Gate Pre-IPOs has introduced an OPENAI Mirror Note with a subscription price corresponding to an implied valuation of approximately $895 billion. This provides a way to observe or participate in changes in OpenAI’s pre-listing valuation, but the product is not an actual OpenAI share.
Its implied valuation also does not represent OpenAI’s final IPO price. The product may be affected by market liquidity, investor sentiment, dilution expectations, settlement terms, and changes to the anticipated listing schedule.
Before considering any Pre-IPO instrument, participants should review its legal structure, pricing methodology, exit rules, liquidity, maturity terms, and risks associated with a delayed or cancelled IPO.
Summary
OpenAI is one of the strongest candidates to become the next major technology stock after SpaceX. It combines a globally recognized product, rapid commercial growth, broad consumer and enterprise adoption, and a private valuation of $852 billion. The confidential S-1 submission confirms that a public listing has moved beyond speculation and into formal preparation.
SpaceX’s post-IPO price movement nevertheless demonstrates the risks surrounding mega-valuations. Its shares rose from a $135 offering price to $225.64 before falling roughly 41% from that high and briefly trading below the IPO price.
OpenAI may attract even broader retail attention because ChatGPT is already part of many consumers’ and businesses’ daily workflows. Yet brand familiarity and scarcity can only support the early stage of market pricing.
To become a durable core technology stock, OpenAI would need to prove that revenue can grow faster than compute expenses, that enterprise customers remain loyal, and that the platform can generate sustainable margins and cash flow.
OpenAI may therefore become the next most-watched technology stock after SpaceX, but the company’s S-1, IPO valuation, and post-listing financial results will determine whether that attention becomes long-term market confidence.
FAQ
Is OpenAI already publicly traded?
No. OpenAI remains privately held, and its official shares are not currently available on a public stock exchange.

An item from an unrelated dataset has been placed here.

PR #2889, opened 2021-11-04
esp32: Update timer

alexandruradovici:
### Pull Request Overview

This pull request fixes the `TimerGroup` peripheral driver for the ESP32-C3 Dev KitM1. It seems that the hardware present on this board is slightly different from the one in the *classic* esp32 (I think that this is why there is an `esp32` crate, to be used with ports of the esp32 boards).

Has OpenAI announced an official stock ticker?
No. OpenAI has not announced its exchange or ticker. Symbols used by third-party Pre-IPO products should not be treated as the company’s future public-market ticker.
What happened to SpaceX shares after the IPO?
SpaceX shares rose from the $135 offering price to a post-IPO high of $225.64, then fell roughly 41% from that high and briefly traded below the IPO price in mid-July 2026.
Could SpaceX’s stock decline delay the OpenAI IPO?
SpaceX’s performance would not directly determine OpenAI’s schedule, but it could influence investor demand, underwriter recommendations, and the valuation that public markets are willing to accept.
Will OpenAI automatically enter a major technology index after listing?
No. Index inclusion would depend on factors such as market capitalization, public float, liquidity, trading history, and the methodology of the relevant index provider.
Is Gate OPENAI the same as future OpenAI stock?
No. Gate OPENAI is a Mirror Note rather than an actual OpenAI share, so its ownership rights, pricing, liquidity, and settlement framework differ from those of future publicly listed stock.